[Records contained in a dataset]

Issue #675, opened 2024-10-26
HAC Standard Errors


s3alfisc:
See equations (9) and (10) in [Various Versatile Variances](file:///C:/Users/alexa/Downloads/v95i01-15.pdf). 

Implement utility functions `_vcov_hc()` and `_vcov_hac()` following the R `sandwich` package. 

Allow arguments "hac" for `pf.feols()` and `pf.fepois()`.

Likely, everything needs to be implemented in `numba` for performance reasons; the estimators are hard to vectorize.

s3alfisc:
Hi @damandhaliwal, if you are looking for a challenge, I think this would be an interesting issue. It covers some econometrics, API design, and optimization (via numba). Would be a good issue to get started on via a pair programming session!

damandhaliwal:
Hi Alex, sign me up! I can get started on this later in the week and get a good session in over the weekend. I'll read the notes you attached and the R ```sandwich``` package documentation.

s3alfisc:
Awesome! I also have some code lying around in a branch, will share it with you

s3alfisc:
So, for the API design I made the following comments - I thought it would be a good idea to add a new argument to the estimation functions, `vcov_kwargs`, that would allow users to pass information required for the panel HAC estimation: 

```python
    vcov : Union[VcovTypeOptions, dict[str, str]]
        Type of variance-covariance matrix for inference. Options include "iid",
        "hetero", "HC1", "HC2", "HC3", "NW" for Newey-West HAC standard errors,
        "DK" for Driscoll-Kraay HAC standard errors, or a dictionary for CRV1/CRV3 inference.
        Note that NW and DK require to pass additional keyword arguments via the `vcov_kwargs` argument.

    vcov_kwargs: dict[str, Any]
        Additional keyword arguments to pass to the vcov function. These keywoards include
        "lags" for the number of lags to use in the Newey-West (NW) and Driscoll-Kraay (DK) HAC standard errors.
        "time_id" for the time ID used for NW and DK standard errors, and "panel_id" for the panel
        identifier used for NW and DK standard errors.
```

Then, we'd have to add `def _nw_meat` and `_dk_meat` to `vcov_utils.py`. These would implement the meat matrix for the Newey West and Driskool-Kray vcov's. Here we can lazily use for loops and after we're done, JIT compile them via `numba`.

Lag lengths can either be specified by the user, or we default to the standard heuristic.

[...]

PR #997, opened 2025-08-24
Issue675 - adding HAC Standard Errors

damandhaliwal:
Draft PR for my implementation of the HAC Standard errors. This is not yet completely functional and I'm working on it, but would love another set of eyes on it @s3alfisc 

Addresses #675


pyfixest/estimation/.DS_Store
s3alfisc, line 1: Can you add the file to the git ignore?

damandhaliwal: I didn't push any changes to it but I'll get rid of it in the next commit

PR #1000, opened 2025-08-27
HAC Standard Errors

damandhaliwal:
New clean PR with updated for changes to the master. Addresses #675. @s3alfisc let me know what you think. Hoping to wrap this up this weekend. 

If you could review the `_nw_meat` function in `vcov_utils.py` that would be great. Just want to confirm my understanding and the implementation.

### DIFF
--- a/tests/test_errors.py
+++ b/tests/test_errors.py
@@ -961,7 +961,7 @@ def test_errors_vcov_kwargs():
 
     # Error 11: panel_id value is not a string (list)
     with pytest.raises(
-        ValueError, match=r'The function argument `vcov_kwargs` must be a.'
+        ValueError, match=r"The function argument `vcov_kwargs` must be a."
     ):
         pf.feols(
             "Y ~ X1", data=data, vcov="NW", vcov_kwargs={"panel_id": ["col1", "col2"]}
@@ -995,9 +995,7 @@ def test_errors_hac():
     )
 
     # Error 3: time_id is not provided if vcov is NW or DK
-    with pytest.raises(
-        ValueError, match=r"Missing required 'time_id' for NW/DK vcov"
-    ):
+    with pytest.raises(ValueError, match=r"Missing required 'time_id' for NW/DK vcov"):
         pf.feols(
             "Y ~ X1",
             data=data,


pyfixest/estimation/vcov_utils.py
```diff
@@ -96,6 +96,88 @@ def _get_vcov_type(
 
     return vcov_type  # type: ignore
 
+@nb.njit(parallel=False)
```
s3alfisc, line 88: For the function API, it would be nice to follow this: 

```python
def _nw_meat_panel(
    X: np.ndarray, u_hat: np.ndarray, time_id: np.ndarray, L: int
):
```
Mostly, I would like to avoid to have to pass the input data frame. The time id should suffice? 

Also, please add type hints =) 

Plus, no need for extra IV logic, I think? These args are not used at all: is_iv=False, 
             tXZ=None, tZZinv=None, tZX=None):

pyfixest/estimation/vcov_utils.py
```diff
@@ -96,6 +96,88 @@ def _get_vcov_type(
...
+    if lags is None:
+        lags = int(np.floor(n_time ** (1 / 4)))
+
+    # bartlett kernel weights
+    weights = np.array([1 - j/(lags + 1) for j in range(lags + 1)])
+    weights[0] = 0.5  # Halve first weight
+
+    n, k = ordered_scores.shape
+    meat = np.zeros((k, k))
+
```
s3alfisc, line 140: See our discussion in the discord =)

pyfixest/estimation/vcov_utils.py
```diff
@@ -96,6 +96,88 @@ def _get_vcov_type(
...
+        if j == 0:
+            gamma_j = ordered_scores.T @ ordered_scores
+
+
+            meat += weights[j] * gamma_j
+        else:
+            gamma_j = ordered_scores[j:].T @ ordered_scores[:-j]
+            meat += weights[j] * (gamma_j + gamma_j.T)
+
+    meat = meat / n
```
s3alfisc: I don't think you have to divide by /n here, these should cancel out when forming the full vcov matrix.

pyfixest/estimation/vcov_utils.py
```diff
@@ -96,6 +96,88 @@ def _get_vcov_type(
...
+
+    if is_iv:
```
s3alfisc: can be dropped I believe?

s3alfisc: This should be handled in the vcov method. Here we only want to compute the meat, which is identical in OLS & IV.

s3alfisc:
Regarding tests, you can take a look at these: https://github.com/py-econometrics/pyfixest/blob/72b57a7ef7c8055094a74ac8e5ce810b818d3c23/tests/test_vs_fixest.py#L207

Basically, we call r-fixest via rpy2 and then compare results. We can write a similar test for HAC and test fewer formulas?

pyfixest/estimation/vcov_utils.py
s3alfisc, line 88: Note that we could parallelize if we do not modify in place (which might be faster than parallelization).

damandhaliwal: would it be faster to apply the IV logic in `feols_.py` than the meat function?

s3alfisc: No but I think it is cleaner this way - because the "meat" func then really only computes the meat, which can then in turn be used for OLS, IV, everything else?

s3alfisc:
To do's: 

- [ ] maybe check if the implementation can be improved in terms of performance (avoid memory allocations, in place operations if possible)
- [ ] add tests for IV
- [x] add that post-estimation update via `.vcov()` produces correct results
- [x] add tests for errors (i.e. when lags not provided, or a string) in test_errors.py
- [ ] update docs
- [ ] test that if time_id is not provided and sorted, we get the same result as when setting time id
- [ ] maybe other things, will have to think this through

Also, should we require a time_id value to be set in the vcov_kwargs for the HAC estimator? Advantage: we make very explicit what happens. Disadvantage: if users run multiple models, just sorting the data once before the feols() should increase model performance? Maybe a compromise would be to add a warning to inform users about the default behavior when they do not add a time_id arg?

damandhaliwal:
> Also, should we require a time_id value to be set in the vcov_kwargs for the HAC estimator? Advantage: we make very explicit what happens. Disadvantage: if users run multiple models, just sorting the data once before the feols() should increase model performance? Maybe a compromise would be to add a warning to inform users about the default behavior when they do not add a time_id arg?

Hmm, I can definitely see the advantage of requiring the time_id value. But would the performance be that improved? I will add to the documentation.

damandhaliwal:
@s3alfisc I'm working on the implementation for the Newey West Panel meat. Let me know what you think of this function for checking balance, it's different from what `fixest` implements:

```
def _check_balanced(panel_arr: np.ndarray, time_arr: np.ndarray) -> bool:
    unique_panels = np.unique(panel_arr)
    unique_times = np.unique(time_arr)
    expected_time_count = len(unique_times)

    for panel_id in unique_panels:
        mask = panel_arr == panel_id
        panel_times = np.unique(time_arr[mask])

        if len(panel_times) != expected_time_count:
            return False
    
    return True
```

`fixest` implementation in C++ below. I changed the function because this requires the `panel_arr` to be integers and in order while we don't

```
  // checking the balance
  bool balanced = true;
  if(unit[0] != 1){
    balanced = false;
  } else {
    int n_unit = 1;
    int t_current = time[0];

    for(int i=1 ; i<N ; ++i){
      if(t_current != time[i]){
        // we change time period
        // we check all is fine
        if(n_unit != G){
          balanced = false;
          break;
        }

        // OK
        n_unit = 0;
        t_current = time[i];
      } else if(unit[i] - unit[i - 1] != 1){
        balanced = false;
        break;
      }

      ++n_unit;
    }
  }
```

s3alfisc:
Oh wait a second, I actually have some code to share! Will push it now. One sec

s3alfisc:
Changed the following: 

- Add meat matrix for Panel HAC.
- Requires users to always provide time_id.
- Requires users to always provide lag when time series HAC.
- Corrects time series HACs default -> fixes uses bwNeweyWest and does not use the same default lag as for panel HAC, see attached screenshot
- adds unit tests

s3alfisc:
What we still have to do: 

- optimize the HAC code for both time series and panel 
- implement DK-HAC? but could do this in a separate PR
- I currently turn of the small sample adjustments in the tests to make fixest & pyfixest match for panel HAC. I think the panel HAC in fixest might take nesting into account as well, which we handle for CRV errors [here](https://github.com/py-econometrics/pyfixest/blob/b147cbe845b216ae766aa0276016f806ad712db9/pyfixest/estimation/feols_.py#L719) but is currently ignored for panel-HAC

pyfixest/estimation/estimation.py
```diff
@@ -1345,6 +1409,39 @@ def _estimation_input_checks(
                 "The function argument `separation_check` must be a list of strings containing 'fe' and/or 'ir'."
             )
 
+    if vcov_kwargs is not None:
```
s3alfisc, line 1423: I am wondering if we should keep all these checks here, or move them to the `vcov` method? Because users can call vcov post-estimation and provide new arguments, and we would like to check these as well?

pyfixest/utils/utils.py
```diff
@@ -393,3 +393,32 @@ def capture_context(context: Union[int, Mapping[str, Any]]) -> Mapping[str, Any]
         procedure like: `.get_model_matrix(..., context=<this object>)`.
     """
     return _capture_context(context + 2) if isinstance(context, int) else context
+
+def _check_balanced(panel_arr: np.ndarray, time_arr: np.ndarray) -> bool:
```
s3alfisc, line 426: Can you add a unit test for it? 

Btw, I think we could also have easily done this in pandas with a groupby(["panel_id", "time_id"]).size() 
and throw an error if we ever see a result that is not one? 

Plus, please use the @njit decorator + maybe we can parallelize? 

Other comment: as we are sorting in the _meat_hac_panel function already, maybe we should call this function there and then make use of the fact that we have already sorted once? This should make things more efficient right?

damandhaliwal:
> What we still have to do:
> 
> * implement DK-HAC? but could do this in a separate PR
> * I currently turn of the small sample adjustments in the tests to make fixest & pyfixest match for panel HAC. I think the panel HAC in fixest might take nesting into account as well, which we handle for CRV errors [here](https://github.com/py-econometrics/pyfixest/blob/b147cbe845b216ae766aa0276016f806ad712db9/pyfixest/estimation/feols_.py#L719) but is currently ignored for panel-HAC

I think we should just implement DK-HAC as well in this PR while we still have this fresh in our minds. This way we can resolve more issues and potentially even push cleaner and more optimized code. I'll take a look at the nesting thing in fixest and see what we're missing

pyfixest/utils/utils.py
damandhaliwal: I guess I don't need this anymore after your latest commit

s3alfisc:
Looks like fixest by default treats all time lags as consecutive: [link](https://lrberge.github.io/fixest/reference/feols.html#arg-panel-time-step).

**Edit**: looks like these have only been added with fixest 0.13, which is currently in dev. I suggest that we wait until fixest 0.13.0 is released and then add all of this logic for handling lags and assume that, until then, time series data is always consecutive?

s3alfisc:
> I think we should just implement DK-HAC as well in this PR 

Sounds good to me. 

> Do we want to implement the same weight logic as nw_meat and fixest to this with w[0]=0.5 and the loop going from 0, lag+1

Yes, though I think it is not 100% needed as we basically match fixest already?

pyfixest/estimation/vcov_utils.py
```diff
@@ -97,6 +97,195 @@ def _get_vcov_type(
...
+        The time variable for clustering. Assume that there are no duplicate time periods.
+    lag: int, optional
+        The number of lag for the HAC estimator. Defaults to floor (# of time periods)^(1/4).
+    """
+    order = np.argsort(time_arr)
+    ordered_scores = scores[order]
+
+    time_periods, k = ordered_scores.shape
+    time_scores = np.zeros((time_periods, k))
+
```
s3alfisc: I think this aggregation is wrong, no? We need to aggregate over a fixed t for each unit?

s3alfisc: Fixed with [707909a](https://github.com/py-econometrics/pyfixest/pull/1000/commits/707909a5924fdb81c475409285d6283ca0e52683)

s3alfisc:
Some optimized HAC implementations + options to handle non equal spacing. https://github.com/py-econometrics/pyfixest/tree/hac-optimise

s3alfisc:
I learned that fixest does not support "gaps" in HAC SEs & assumes always equidistant time variables: 

image

For this PR to get through, I would suggest we simplify our lives and for now focus on implementing only equidistant and time delta = 1 HAC errors. 

And once we got this to work, we can focus on more complex time patterns?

THE TASK – Give the number of lines in the entries that contain "avoid", and add nothing.

WRITTEN ANSWER – 2